**SOURCE MATERIAL**
====================
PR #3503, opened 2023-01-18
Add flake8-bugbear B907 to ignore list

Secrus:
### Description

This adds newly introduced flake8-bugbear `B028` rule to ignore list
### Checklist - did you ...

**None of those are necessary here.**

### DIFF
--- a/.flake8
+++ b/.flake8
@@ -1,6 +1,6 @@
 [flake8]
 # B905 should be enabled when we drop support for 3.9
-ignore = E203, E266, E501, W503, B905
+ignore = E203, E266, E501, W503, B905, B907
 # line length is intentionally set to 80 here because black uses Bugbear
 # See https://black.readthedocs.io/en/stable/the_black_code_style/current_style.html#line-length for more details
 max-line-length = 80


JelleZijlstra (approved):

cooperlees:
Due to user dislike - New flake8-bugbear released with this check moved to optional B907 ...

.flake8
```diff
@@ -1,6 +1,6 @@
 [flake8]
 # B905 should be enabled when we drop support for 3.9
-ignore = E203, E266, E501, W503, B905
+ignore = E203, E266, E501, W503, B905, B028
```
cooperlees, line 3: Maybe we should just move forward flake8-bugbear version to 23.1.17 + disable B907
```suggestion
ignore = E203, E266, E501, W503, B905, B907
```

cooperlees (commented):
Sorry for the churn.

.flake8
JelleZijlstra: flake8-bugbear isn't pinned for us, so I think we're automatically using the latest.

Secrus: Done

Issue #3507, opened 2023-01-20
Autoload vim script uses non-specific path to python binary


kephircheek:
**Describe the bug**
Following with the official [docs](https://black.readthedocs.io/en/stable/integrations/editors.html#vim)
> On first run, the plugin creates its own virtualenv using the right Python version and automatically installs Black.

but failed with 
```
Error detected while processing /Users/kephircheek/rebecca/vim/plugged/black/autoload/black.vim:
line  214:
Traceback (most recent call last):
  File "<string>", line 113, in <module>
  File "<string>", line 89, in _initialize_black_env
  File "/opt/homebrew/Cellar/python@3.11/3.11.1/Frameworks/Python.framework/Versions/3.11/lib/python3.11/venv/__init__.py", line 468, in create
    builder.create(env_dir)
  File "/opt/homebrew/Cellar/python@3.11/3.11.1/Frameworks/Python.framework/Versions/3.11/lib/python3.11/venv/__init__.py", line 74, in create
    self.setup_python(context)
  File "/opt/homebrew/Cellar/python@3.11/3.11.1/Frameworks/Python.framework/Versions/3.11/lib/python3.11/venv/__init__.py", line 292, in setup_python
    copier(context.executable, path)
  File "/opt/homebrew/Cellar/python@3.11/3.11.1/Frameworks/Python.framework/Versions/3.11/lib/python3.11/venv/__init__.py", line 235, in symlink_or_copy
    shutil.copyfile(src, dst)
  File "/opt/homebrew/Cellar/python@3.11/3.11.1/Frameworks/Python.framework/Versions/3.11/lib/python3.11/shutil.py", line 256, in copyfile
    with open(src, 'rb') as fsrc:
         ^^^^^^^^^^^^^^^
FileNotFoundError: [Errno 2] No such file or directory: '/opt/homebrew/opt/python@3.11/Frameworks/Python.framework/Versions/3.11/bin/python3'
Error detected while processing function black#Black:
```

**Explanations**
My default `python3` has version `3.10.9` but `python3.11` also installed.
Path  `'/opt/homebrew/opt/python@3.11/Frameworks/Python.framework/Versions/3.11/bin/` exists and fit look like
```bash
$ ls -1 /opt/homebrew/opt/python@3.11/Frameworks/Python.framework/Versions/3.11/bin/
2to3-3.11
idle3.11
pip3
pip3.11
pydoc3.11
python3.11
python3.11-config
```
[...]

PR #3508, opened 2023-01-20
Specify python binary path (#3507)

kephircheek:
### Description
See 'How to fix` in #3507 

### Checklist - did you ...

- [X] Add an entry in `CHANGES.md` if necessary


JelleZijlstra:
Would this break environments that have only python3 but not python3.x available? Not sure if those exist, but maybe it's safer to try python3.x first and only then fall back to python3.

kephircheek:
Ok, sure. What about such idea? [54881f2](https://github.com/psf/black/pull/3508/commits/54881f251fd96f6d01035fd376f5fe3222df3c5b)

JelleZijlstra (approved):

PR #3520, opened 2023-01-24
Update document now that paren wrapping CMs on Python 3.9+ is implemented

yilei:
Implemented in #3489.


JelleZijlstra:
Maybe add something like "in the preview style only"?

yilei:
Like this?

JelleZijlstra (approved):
====================
**ABOUT THIS EXERCISE**
The expected result is a copy of each line in the records where "that" appears.

**RESULT FOR THIS EXERCISE**
Would this break environments that have only python3 but not python3.x available? Not sure if those exist, but maybe it's safer to try python3.x first and only then fall back to python3.
Update document now that paren wrapping CMs on Python 3.9+ is implemented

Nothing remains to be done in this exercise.